How would that fact manifest itself in language? I wasn't sure at first. Some trite examples came first: three "levels" for consonants, as in Korean. For those who don't know
- ㅂ means b/p (unaspirated)
- ㅃ means bb (tensed)
- ㅍ means p' (strong and aspirated)
Now that I've been exposed to ejective consonants (thanks to Na'vi), I imagined three levels that would be clear to me:
- ㅂ could come to mean /b/ (voiced)
- ㅃ could mean /p/ (unvoiced, aspirated)
- ㅍ could mean /p'/ (ejective)
Interestingly, there are 9 triples like this that English speakers can readily distinguish:
- /b/, /p/, and /p'/
- /ʒ/, /ʃ/, and /ʃ'/ (zh, sh, and sh')
- /ʤ/, /ʧ/, and /ʧ'/ (j, ch, and ch')
- /d/, /t/, and /t'/
- /g/, /k/, and /k'/
- /v/, /f/, and /f'/
- /ð/, /θ/, and /θ'/ (they, thin, BATH! - as an angry, two syllable word)
- /z/, /s/, and /s'/
- /ʣ/, /ʦ/, and /ʦ/
There are three clicks that I can distinguish by hearing alone:
- ʘ - like a kissing sound but without the lip pursing
- ! - your tongue sucks to the roof of your mouth and then slaps down
- | - like the tsk of calling a horse. I can't tell the difference with ‖.
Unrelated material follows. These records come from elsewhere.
PR #18400, opened 2025-10-26
[Relax][PyTorch] Add support for decomposed operators in extended unary ops tests

tlopex:
This PR adds support for decomposed operators that ops needed in the extended unary ops tests.


tlopex:
cc @mshr-h

PR #769, opened 2021-02-08
Add "a" in the template for abandoned plugins

awenelo:
Minor change to the issue template for the abandoned plugins, adding an "a":
```
If you do not get a response on this within reasonable time
```
```
If you do not get a response on this within a reasonable time
```


foosel:
👍

PR #774, opened 2021-02-11
Add my robot control plugin to the repository

Zinc-OS:


FormerLurker:
Will take a look after work, thanks for the submission!

_plugins/robotcontrol.md
```diff
@@ -0,0 +1,56 @@
...
+
+tags:
+- i2c
+- automation
+- robot
+- robotics
+- GPIO
+
+
+featuredimage: /assets/img/plugins/robotcontrol/screnshat.png
```
FormerLurker, line 24: Is that a typo?  Not exactly an error though :)

FormerLurker (commented):
Just want you to have an opportunity to fix a typo first.  See my comment about your featured image.

_plugins/robotcontrol.md
Zinc-OS: will fix :)

FormerLurker: LOL!  I'm the king of typos, so no biggie.  I'm still reviewing the plugin code.  Will take a bit of time to complete.

FormerLurker:
The following is related to the actual plugin code in your repository.  First off, this is my first plugin review, so I am sort of in training :)  @jneilliii will verify that what I say here is accurate.

#  ```setup.py```
In [this line](https://github.com/Zinc-OS/octoprint-robot-plugin/blob/f0416f3be5eb154ba31ce08e263262738b4132ca/setup.py#L10) the instructions suggest the Plugin Package should be in the following form:  ```octoprint_<plugin identifier>```

However, your plugin did install, and I've found others that do not follow this form.  Probably fine, but I believe this is to prevent potential package name conflicts.  If you want to change it, you'd have to also change your root directory name to match the new plugin package.  I just wanted to mention it, but learned that i need to dig into the module import code, and don't understand it enough yet to say if this is good practice or not.

# ```__init__.py```

This isn't exactly a problem getting your plugin into the repo, but on [this line](https://github.com/Zinc-OS/octoprint-robot-plugin/blob/691828e6868be279be161999d0d5b083f36d5bbd/robotcontrol/__init__.py#L41) I don't think you meant to save your settings here.  Any reason you did this?
I could be mistaken.

I believe this [info logging](https://github.com/Zinc-OS/octoprint-robot-plugin/blob/691828e6868be279be161999d0d5b083f36d5bbd/robotcontrol/__init__.py#L75) should be altered, because it will log every queued gcode (say, while printing), which is probably going to impact performance.  I would recommend removing it completely, though you could also change it to debug if you feel it is necessary.

This is just an FYI, but [here](https://github.com/Zinc-OS/octoprint-robot-plugin/blob/691828e6868be279be161999d0d5b083f36d5bbd/robotcontrol/__init__.py#L100) you could just do self._logger.exception("message here") to get a stack trace and log the exception.  This is a very convenient way to log exceptions in general, and you can avoid having to fetch the info yourself.

I believe [this](https://github.com/Zinc-OS/octoprint-robot-plugin/blob/691828e6868be279be161999d0d5b083f36d5bbd/robotcontrol/__init__.py#L102) is probably unintended behavior.  I think you are trying to suppress commands that start with 'servo', no?  If so, 
```
return None, 
```
is probably what you want.  That will prevent the gcode from being sent.

Also, I see you have added ```@restricted_access``` to your api calls.  Did you intend for all signed in users, including read-only users, to be able to send api requests?  Take a look at @jneilliii's implementation [here](https://github.com/jneilliii/OctoPrint-TPLinkSmartplug/blob/dd3568665a182452c456a694a5ba2f00dc542d19/octoprint_tplinksmartplug/__init__.py#L1096-L1106) if you want to further restrict permissions to admins.  Personally, I have used ```with permissions.Permissions.ADMIN.require(http_exception=403): ``` at the very top of the blueprint methods, but there are other ways to accomplish this.  If allowing all logged in users access to your API is acceptable, changes aren't necessary.

# ```robotcontrol.js```

I don't believe you need to push the UI_API_KEY into the header [here](https://github.com/Zinc-OS/octoprint-robot-plugin/blob/f0416f3be5eb154ba31ce08e263262738b4132ca/robotcontrol/static/js/robotcontrol.js#L56-L70).  Try removing it from your ajax requests and see if they work.  I believe this is deprecated.  I ran a test through my browser to confirm, but you should give it a go in your source to verify.  No need to add stuff you don't need to the header :)

# summary
Looks pretty good to me!  No major changes are needed, just a few tweaks and some things I wanted to make you aware of, especially in the queuing hook.

_plugins/robotcontrol.md
```diff
@@ -0,0 +1,56 @@
...
+# Robot Control Plugin
+
+Plugin for controling my robot via the i2c bus.
+
+
+## Configuration
+
+Currently For a four servo robot(I plan to add support for more).
+
+You will also need to enable i2c bus via ```sudo raspi-cofig``` throught the terminal, accessible through ```ssh pi@octopi.local:22```
```
jneilliii, line 45: should be `through` the terminal?

jneilliii (changes requested):
Good review @FormerLurker I do agree with everything you pointed out, specifically the logging of the gcode hook. There is one typo also in my review here.

Zinc-OS:
The logging was for testing purposes

_plugins/robotcontrol.md
Zinc-OS: it should

Zinc-OS:
Thanks for the help @FormerLurker

FormerLurker:
Everything looks good now I think.  @jneilliii, can you verify, then I think this can be merged.

jneilliii (approved):

PR #777, opened 2021-02-14
Added plugin inlineconfirm

j7126:


_plugins/inlineconfirm.md
```diff
@@ -0,0 +1,35 @@
+---
+layout: plugin
+
+id: inlineconfirm
+title: OctoPrint-InlineConfirm
+description: Removes the confirm cancel print dialog and replaces it with confirmation by clicking the cancel buton twice.
+authors:
```
Zinc-OS, line 7: should be author, not authors

foosel: `authors` is valid too actually, though it requires a list

jneilliii (approved):

PR #779, opened 2021-02-16
Adding TpLinkAutoShutdown as a plugin

jamesmccannon02:
I am adding a plugin to allow the auto-shutdown of the printer when a print has completed using Kasa Smart-Plugs


jneilliii:
We highly recommend that plugins have the software update hooks, so that you can deliver bug fixes automatically. Please check the docs [here](https://docs.octoprint.org/en/master/bundledplugins/softwareupdate.html#octoprint-plugin-softwareupdate-check-config).

jamesmccannon02:
Ok, will have a look at implementing this.

jamesmccannon02:
@jneilliii The update hooks have now been added and i can confirm that it works when a new update has been released.

jneilliii (approved):

PR #787, opened 2021-02-19
Added plugin IgnorePausedForUser

DavideM84:
Added plugin IgnorePausedForUser


_plugins/ignorepausedforuser.md
```diff
@@ -0,0 +1,99 @@
...
+  # Compatible Python version
+  #
+  # Plugins should aim for compatibility for Python 2 and 3 for now, in which case the value should be ">=2.7,<4".
+  #
+  # Plugins that only wish to support Python 3 should set it to ">=3,<4".
+  #
+  # If your plugin only supports Python 2 (worst case, not recommended for newly developed plugins since Python 2
+  # is EOL), leave at ">=2.7,<3"
+
+  python: ">=2.7,<3"
```
jneilliii, line 87: we no longer accept plugins in the repo that are not python 3 compatible. Looking at your plugin it appears to be specifying python 3 compatible, so this should be `">=2.7,<4"`.

_plugins/ignorepausedforuser.md
```diff
@@ -0,0 +1,99 @@
...
+- Davide Mencarelli <d.mencarelli@outlook.com>
+#- second autor name
+license: GNU v3.0
+
+# today's date in format YYYY-MM-DD, e.g.
+date: 2021-02-19
+
+homepage: https://github.com/DavideM84/OctoPrint-IgnorePausedForUser
+source: https://github.com/DavideM84/OctoPrint-IgnorePausedForUser
+archive: https://github.com/DavideM84/OctoPrint-IgnorePausedForUser/archive/v1.2.2.zip
```
jneilliii, line 17: this shouldn't point to a specific release version, but the asset download url for a branch or latest version tag.

cp2004:
We aren't accepting new plugins that aren't Python 3 compatible - please either make it Py 3 compatible or correct the listing if it is in fact Python 3 compatible.

jneilliii (commented):
Concerned a little about the writing of events to the log with info rather than debug [here](https://github.com/DavideM84/OctoPrint-IgnorePausedForUser/blob/533376f130b561232007e8c6da34eb19f4c05564/octoprint_IgnorePausedForUser/__init__.py#L28-L29) and [here](https://github.com/DavideM84/OctoPrint-IgnorePausedForUser/blob/533376f130b561232007e8c6da34eb19f4c05564/octoprint_IgnorePausedForUser/__init__.py#L31) because file write operations should be avoided in the communication layer to avoid blocking/stuttering, so either change that to debug or thread the writes using another method please.

_plugins/ignorepausedforuser.md
DavideM84: Fixed

_plugins/ignorepausedforuser.md
DavideM84: Fixed

_plugins/ignorepausedforuser.md
jneilliii: It's still the same @DavideM84. This line should read as follows.
```
  python: ">=2.7,<4"
```

_plugins/ignorepausedforuser.md
```diff
@@ -0,0 +1,99 @@
+---
+layout: plugin
+
+id: ignorepausedforuser
```
jneilliii, line 4: this id should match the name of the submitted plugin.md file (which it does) but it also should match [here](https://github.com/DavideM84/OctoPrint-IgnorePausedForUser/blob/f4b762611b0c28c641aa4547080a353341b1ce78/setup.py#L7) and [here](https://github.com/DavideM84/OctoPrint-IgnorePausedForUser/blob/f4b762611b0c28c641aa4547080a353341b1ce78/octoprint_IgnorePausedForUser/__init__.py#L94) in your plugin's repo. 

So the options are to adjust the `plugin_identifier` in setup.py and the dictionary name returned in the init.py file to be all lowercase or change the `id` and rename this md file to match the camel case identifier you have in your plugin.

jneilliii (changes requested):
It appears the python version didn't get updated. The link looks good. I noticed one more thing that needs to be addressed in the comments below, sorry I missed this before.

DavideM84:
All issues fixed. Thanks for supports.
Let's go ;)

jneilliii:
@FormerLurker/@cp2004 you think you guys could take a second look?

cp2004:
Seems good to me, but I'll leave it to the plugin reviewers for the final decision 😄.

FormerLurker:
Sure.  Give me a couple hours.  In the middle of a difficult build.

DavideM84:
@FormerLurker  any news ?

FormerLurker:
@DavideM84, on it, sorry for the delay.

FormerLurker:
In your ignorepausedforuser_settings.jinja2.jinja file [here](https://github.com/DavideM84/OctoPrint-IgnorePausedForUser/blob/a8348a5b55e0045301ca6ca7ae703b994a6dc18e/octoprint_ignorepausedforuser/templates/ignorepausedforuser_settings.jinja2#L5) you are retrieving an image from Github.  This isn't an error, obviously, but consider adding the image to your project and retrieving it from there lest you get issues submitted for offline users.

This is just a question about the functionality, but [in your event handler](https://github.com/DavideM84/OctoPrint-IgnorePausedForUser/blob/a8348a5b55e0045301ca6ca7ae703b994a6dc18e/octoprint_ignorepausedforuser/__init__.py#L67-L74), do you intend to create history even when the plugin is disabled?

Everything looks good though.  Just decide if you want to make any changes and let us know!

jneilliii:
I'm still concerned about the blocking communication layer that initially asked about. That's still a problem isn't it @FormerLurker? I realize this is only on paused from printer, but seems like it's doing a fair amount of IO [here](https://github.com/DavideM84/OctoPrint-IgnorePausedForUser/blob/a8348a5b55e0045301ca6ca7ae703b994a6dc18e/octoprint_ignorepausedforuser/__init__.py#L28-L31).

cp2004:
I would go the opposite way, and say that it would be quite helpful to know what has 'un paused' the printer from a log - it would not log that frequently at all, since the first time the printer is paused it just starts again. It would be interesting to know if starting a thread has more overhead - I suspect it does, but there is zero evidence there. Maybe I'll test it...

FormerLurker:
@jneilliii, that code only gets hit when [these conditions are true](https://github.com/DavideM84/OctoPrint-IgnorePausedForUser/blob/a8348a5b55e0045301ca6ca7ae703b994a6dc18e/octoprint_ignorepausedforuser/__init__.py#L18-L19).  In which case the printer is paused anyway, no?

Honestly I was considering suggesting that 'enabled' is checked before the string comparison, but I'm not sure if the dict lookup is faster or slower than the string compare.  I suspect the lookup is faster, but maybe not since there is some overhead.

cp2004:
Some comparisons here (since this got me interested) - Each test done 100000 times:

* Logging a single line `A message` to a file took 0.000067secs
* Creating a thread to do the logging in took 0.00030secs
* Simple Dict lookup - just a simple dict, rather than the overhead of OctoPrint's settings (which is a thing) - 0.00000024secs
* OctoPrint settings lookup - single key from the config - 0.000017secs
* Checking for the string in the line - 0.00000042secs

In order, from smallest to largest:
* Simple dict
* Checking string
* OctoPrint settings
* Logging
* Thread start

I don't think it is worth any difference

jneilliii:
> that code only gets hit when these conditions are true. In which case the printer is paused anyway, no?

yeah, that's why I thought it might not be such an issue.

Interesting results @cp2004 so in reality, logging a line is quicker than creating a thread. But if you follow the logic in this plugin you are logging 3 lines, and opening and writing to a json file if you follow the command from [here](https://github.com/DavideM84/OctoPrint-IgnorePausedForUser/blob/a8348a5b55e0045301ca6ca7ae703b994a6dc18e/octoprint_ignorepausedforuser/__init__.py#L31)

FormerLurker:
> Logging a single line A message to a file took 0.000067secs

If the file is already open, writing should be extremely quick, to a point.  The data is buffered, and written in the background.  Now if you overrun the buffer.....

FormerLurker:
> But if you follow the logic in this plugin you are logging 3 lines, and opening and writing to a json file if you follow the command from here

Yes, that is highly inefficient.  It is basically loading the entire file into memory, adding a record, then writing the entire file back.  Here is where we need an embedded database of some sort.

One could do something like CSV, but then 'updates' won't be efficient.  At least inserts would be constant time.

At least the history size is small (defaults to 10), so it won't be reading too much.  If it were unbounded, however....

cp2004:
I would still vote for this to be listed, there's no 'set things on fire' potential that I can see - with a look to the future improvements.

DavideM84:
All clear.
I will work on the reports tonight.

Thanks to all

jneilliii:
I agree @cp2004 no real concern to not merge, just as long as @DavideM84 is aware of the potential of issues.

FormerLurker (approved):
Going to approve this, but it sounds like there could be more code coming.  I may change the status depending on what I see.

DavideM84:
Pushed code of v1.2.7 (not relased yet)

jneilliii:
@DavideM84 can you merge in my PR here, or could you make those changes to your submission, now that the date is wrong again.

https://github.com/DavideM84/plugins.octoprint.org/pull/1

DavideM84:
@jneilliii fixed the date
Sorry but i didn't understand what else I have to do :D 
(What is missing for publishing in the repository ?)

_plugins/ignorepausedforuser.md
```diff
@@ -0,0 +1,99 @@
...
+title: IgnorePausedForUser
+description: Plugin to ignore 'Paused for User' message from printer.
+authors:
+- Davide Mencarelli <d.mencarelli@outlook.com>
```
jneilliii, line 8: I think you should take the email address part out of this line @DavideM84

jneilliii (changes requested):
Just take out the email part here from the authors list and I can merge right away.

_plugins/ignorepausedforuser.md
DavideM84: Done (I hope :D)

FormerLurker:
FYI, I looked at the recent commits, and everything looks good.

jneilliii (approved):

FormerLurker:
Hooray!  I will give this a go.

DavideM84:
Thanks to all

PR #790, opened 2021-02-20
gcodestats Estimator for Cura

NilsRo:


cp2004:
New plugins should be Python 3 compatible - it looks like this is, but it is just not mentioned in the data. Refer to https://plugins.octoprint.org/help/registering/ for details of what the format should be to add it here.

jneilliii:
actually, I think if it's left out of the submission @cp2004 it will pull that info from the github repo's init file.

cp2004:
Good point... I don't know if it is better to have it here explicitly or not.

jneilliii:
My bigger question is that this appears to be a fork of https://plugins.octoprint.org/plugins/gcodestatEstimator/ with the addition of one of the many [M73 plugins](https://plugins.octoprint.org/search/?q=m73)?

foosel:
> I don't know if it is better to have it here explicitly or not.

Just to clarify that: better have it here, one less API call during build that could fail for several possible reasons.

NilsRo:
> 
> 
> My bigger question is that this appears to be a fork of https://plugins.octoprint.org/plugins/gcodestatEstimator/ with the addition of one of the many [M73 plugins](https://plugins.octoprint.org/search/?q=m73)?

It is not related to M73 as this will add commands to the printer if I am correct. This plugin reads slicers information to update print time estimation in OctoPrint out of the information added by the slicer. 

Implemented now a generic implementation for handling M117 commands with print time estimation to cover all slicers. As I implemented everything new with additional configuration page I will close the pull to change the name of the plugin and wrote a small guide to set it up.

Issue #797, opened 2021-02-24
[Abandoned Plugin] OctoPrint-Slack


awenelo:
**Which Plugin?**

https://plugins.octoprint.org/plugins/slack/

**Link to ticket on plugin's issue tracker confirming abandonment**

richjoyce/OctoPrint-Slack#17
No response in 16 days,
No response to bug reports:
richjoyce/OctoPrint-Slack#16
No response to Python3 compatibility requests:
richjoyce/OctoPrint-Slack#15
richjoyce/OctoPrint-Slack#13

**Is there someone open to adopting it?**

Don't think so

mkevenaar:
I am willing to try to maintain this. How do I get started?

jneilliii:
The first step would be creating a fork of the plugin and update all its software update hooks and such to point to your repo on github. Then make whatever necessary changes are there for python 3 compatibility and release a new version updating the setup.py file with the new version. Once that is done, submit a PR against this repo changing the plugin's listing file to point to your github repo, add the authors: list to include yourself. We can help you through these last steps as part of our review of your PR.

mkevenaar:
I can do that, will be working on that tomorrow! Thanks

PR #803, opened 2021-02-27
Change maintainer of slack (#797)

mkevenaar:
See #797 
New release can be found here: https://github.com/mkevenaar/OctoPrint-Slack/releases/tag/0.2.4

### DIFF
--- a/_data/notices.yaml
+++ b/_data/notices.yaml
@@ -135,3 +135,11 @@
     repository of the old maintainer. Please uninstall the old plugin from the plugin manager, then reinstall from the plugin
     repository to update it. The release notes of the version by the new maintainer can be found at the "Read more..." link below.
   link: https://github.com/tkoecker/OctoPrint-Mmu2filamentselect/releases/tag/1.0.3
+- plugin: slack
+  pluginversions: ["<0.2.4"]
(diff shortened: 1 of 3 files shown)


jneilliii (changes requested):
one small fix @mkevenaar on your plugin's repo [here](https://github.com/mkevenaar/OctoPrint-Slack/blob/8c038a16f448bd5b3df565bac577a9aeca3fb5ed/setup.py#L17). This needs to match the version number in your release, unless you're doing some other versioneer trickery on release.zip via CI automation? If you are doing that approach, you may also want to consider changing your software update hook [here]() to use a different format for the URL. Something like this maybe?

```
pip="https://github.com/mkevenaar/OctoPrint-Slack/releases/download/{target_version}/release.zip"
```

mkevenaar:
@jneilliii You are totally right, I forgot to fix that. Let me fix that real quick!

mkevenaar:
@jneilliii I fixed the release, I forgot to bump the version manually. 
I did not see anyone doing things with those jinja style versioning in the plugins repo. Latest always points to the latest GH release in this case.

jneilliii (approved):

PR #806, opened 2021-03-02
Drop python2 for TranslateModel

Willmac16:


cp2004:
Add `'python_requires': ">=3,<4"` to the additional setup parameters in your setup.py, to avoid the people who will ignore the compatibility info, think they know better about it not being installable in the plugin manager and install manually

jneilliii:
You also need to update your init.py file [here](https://github.com/Willmac16/OctoPrint-TranslateModel/blob/d3cdd0ac4845638c66f6e3e1dad6fab0b7f0645c/octoprint_translatemodel/__init__.py#L157).

jneilliii:
I'll go ahead an merge assuming you're going to make those changes @Willmac16.

PR #820, opened 2021-03-12
Add Plugin filament_sensor_orangepipc

NandoGommez:


jneilliii:
rather than a fork of @deadly667 repository, wouldn't it be better to submit an adandoned issue template and adopt it? We've already got way too many filament sensor plugins out here, and I think the adoption process would be better in this specific situation or does your implementation only work on orangepi-pc?

NandoGommez:
> rather than a fork of @deadly667 repository, wouldn't it be better to submit an abandoned issue template and adopt it? We've already got way too many filament sensor plugins out here, and I think the adoption process would be better in this specific situation or does your implementation only work on orangepi-pc?

my application is specific to OrangePiPc, Although, it can work on other OrangePi, but there is no way for me to test it, since each OrangePi has its own different OS.

and since I don't have all the OrangePi cards, I only have the most used card which is the OrangePiPc.

NandoGommez:
> rather than a fork of @deadly667 repository, wouldn't it be better to submit an abandoned issue template and adopt it? We've already got way too many filament sensor plugins out here, and I think the adoption process would be better in this specific situation or does your implementation only work on orangepi-pc?

Yes, we have several filament sensors, but none work with OrangePi, most work only with Raspberry Pi

jneilliii (changes requested):
Ok, no problem since this is specific to OrangePiPC I suppose. There is one thing that needs to be addressed on your plugin's repo. [Here](https://github.com/NandoGommez/OctoPrint-Filament-Sensor-OrangePi-PC/blob/edef0fbd344dd094920b7cd334a9414d28d80c5f/octoprint_filament_sensor_ng_orangepi/__init__.py#L146) the `octoprint_filament_sensor_ng_orangepi` needs to be changed to `filament_sensor_orangepipc` to match your plugins identifier.

cp2004:
Also, enable issues so that people can get in contact should they have any problems. They're not enabled for forks by default but you can still enable it under the repository settings.

NandoGommez:
> Ok, no problem since this is specific to OrangePiPC I suppose. There is one thing that needs to be addressed on your plugin's repo. [Here](https://github.com/NandoGommez/OctoPrint-Filament-Sensor-OrangePi-PC/blob/edef0fbd344dd094920b7cd334a9414d28d80c5f/octoprint_filament_sensor_ng_orangepi/__init__.py#L146) the `octoprint_filament_sensor_ng_orangepi` needs to be changed to `filament_sensor_orangepipc` to match your plugins identifier.

Oh yes, thanks for letting me know, in fact I was already aware and editing this.
I'm working on it little by little, in my spare time.

We just needed to send it to the repository.
In fact, I have finished editing, just resubmitted to the repository and already made an initial release.

Could you check?

NandoGommez:
> Also, enable issues so that people can get in contact should they have any problems. They're not enabled for forks by default but you can still enable it under the repository settings.

Done, thanks for letting me know.

jneilliii:
I still believe this plugin submission should be handled as an adoption. Literally the only code change within the plugin itself was adding the python 3 compatibility flag, refactoring the name, and updating the documentation based on [git comparison](https://github.com/deadly667/Octoprint-Filament-Sensor-ng-OrangePi/compare/master...NandoGommez:master). 

I'd like for some other @OctoPrint/plugin-repository-maintainers to chime in here as well.

NandoGommez:
> I still believe this plugin submission should be handled as an adoption. Literally the only code change within the plugin itself was adding the python 3 compatibility flag, refactoring the name, and updating the documentation based on [git comparison](https://github.com/deadly667/Octoprint-Filament-Sensor-ng-OrangePi/compare/master...NandoGommez:master).
> 
> I'd like for some other @OctoPrint/plugin-repository-maintainers to chime in here as well.

I am working on a beta version, in which I use the base of this plugin, I am also testing an adaptation of the IFTTT to send SMS notification and / or webhooks warning about the lack of filament.

I have not yet uploaded it here on github because I am using another platform.

What made me host this adataption here on Github was just some friends that using Octoprint on OrangePiPc (like me), however they were unable to install it because of the Python version compatibility.

I can adopt this plugin without any problems and work with it in my free time, how to proceed?

cp2004:
> I still believe this plugin submission should be handled as an adoption. Literally the only code change within the plugin itself was adding the python 3 compatibility flag, refactoring the name, and updating the documentation based on [git comparison](https://github.com/deadly667/Octoprint-Filament-Sensor-ng-OrangePi/compare/master...NandoGommez:master).

I agree, looking at that diff there is no functional difference between the two plugins. It's pretty much just a bunch of name changes, adding 'PC' on the end of everything. I agree that adopting and just changing the Python compatibility string would make more sense here - we already have **8** filament sensor plugins, and 4 of them are forks of the others.

NandoGommez:
> > I still believe this plugin submission should be handled as an adoption. Literally the only code change within the plugin itself was adding the python 3 compatibility flag, refactoring the name, and updating the documentation based on [git comparison](https://github.com/deadly667/Octoprint-Filament-Sensor-ng-OrangePi/compare/master...NandoGommez:master).
> 
> I agree, looking at that diff there is no functional difference between the two plugins. It's pretty much just a bunch of name changes, adding 'PC' on the end of everything. I agree that adopting and just changing the Python compatibility string would make more sense here - we already have **8** filament sensor plugins, and 4 of them are forks of the others.

my idea is just to keep the plugin active, and as i mentioned in the previous comment, i'm making some implementations to the plugin, like for example support to IFTTT with sending SMS and gmail warning of events.

I am testing a beta version on one of my SD cards, and the one I am developing is specific for use with OrangePi PC (so I initially changed the descriptions and includes the PC specifically)

I'm thinking of creating a new repository for the plugin I'm developing based on this, and redo the Pull Request.

Thank you for your support.

PR #832, opened 2021-03-30
adding OctoText plugin

berrystephenw:
Adding the OctoText plugin that gives notifications via text or email on common printer events (start, stop, file upload, error, fail, progress). It uses the email library and smtp lib for communication with a email server, and stores the password securely. Optionally it will capture a webcam snapshot and include that along with the printer status. All events are configurable by the user on the settings page. Please let me know if there are any issues and I'll get them taken care of. 

Thanks!


jneilliii:
changes/clarification requested via Discord.

cp2004:
@berrystephenw it makes more sense to include a link that will always be your latest release, such as `https://github.com/berrystephenw/OctoText/archive/refs/heads/main.zip`, do your work on another branch then merge to main and tag for a release. That way you don't have to keep updating here every time you change something in the plugin.

_plugins/OctoText.md
```diff
@@ -0,0 +1,145 @@
...
+authors:
+- Stephen Berry
+license: AGPLv3
+
+# TODO
+date: 2021-03-26
+
+homepage: https://github.com/berrystephenw/Octotext
+source: https://github.com/berrystephenw/Octotext
+archive: "https://github.com/berrystephenw/OctoText/archive/refs/tags/0.1.4.zip"
```
jneilliii, line 16: agree with @cp2004 comment, this shouldn't be to your release version, but either a branch or latest tag release.

```
archive: https://github.com/berrystephenw/OctoText/archive/refs/heads/main.zip
```

jneilliii (changes requested):

_plugins/OctoText.md
berrystephenw: ok, I like that actually since right now I'm changing three files. I'm confused as to how main.zip gets created though. When I create a release with a tag, the zip file that github makes for me is the tag.zip filename. How are they connected (tag release and main)?

cp2004: main.zip is a zip of the current state of the main branch when it is downloaded. You can find it at the big green download button on the top right of the repository.

PR #837, opened 2021-04-05
Added plugin energeniecontrol

arlohb:


jneilliii:
Link to product page seems broken? The line [here](https://github.com/arlohb/OctoPrint-EnergenieControl/blob/c3edd6ae2661d90c6b651bda8f53cfb483a940f3/octoprint_energeniecontrol/__init__.py#L164) in your plugin needs to be 
```
            energeniecontrol=dict(
```

arlohb:
I've now fixed this. Is everything now correct?

jneilliii:
Thanks, you don't have any other product page to link to? The one currently being used is broken and it appears this product may be discontinued.

arlohb:
The link was working this morning, not sure why it no longer is. I've replaced it with working links.

jneilliii (approved):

The vowels can easily be divided up into 9, 3 high, 3 mid and 3 low: beet, bit, boot, bate, soot, boat, bet, bat, bot. There are also three nasal consonants (and thanks to Na'vi, I can say 'ng' at the start of a word now!) I can hear:
- /m/
- /n/
- /ŋ/
Also thanks to Na'vi, here are three liquid consonants
- /l/
- /r/
- /ɾ/
I had trouble thinking of three glides (just /j/ and /w/) but then again, the lack of one could be the third!
There are three tenses: past, present, future. There are three persons: first, second and third. Hebrew has three numbers: singular, dual, plural ... or maybe I should go with the Kantian: singularity, plurality, universality. Greek has three voices: active, middle, passive. Aspect could have perfective, imperfective or none-specified. Korean has three level of deixis (just like English used to have): here, there and yonder.
Obviously, I was seeing three's because I wanted to. I will write tomorrow about how I set this vision aside for something harder and less idealistic.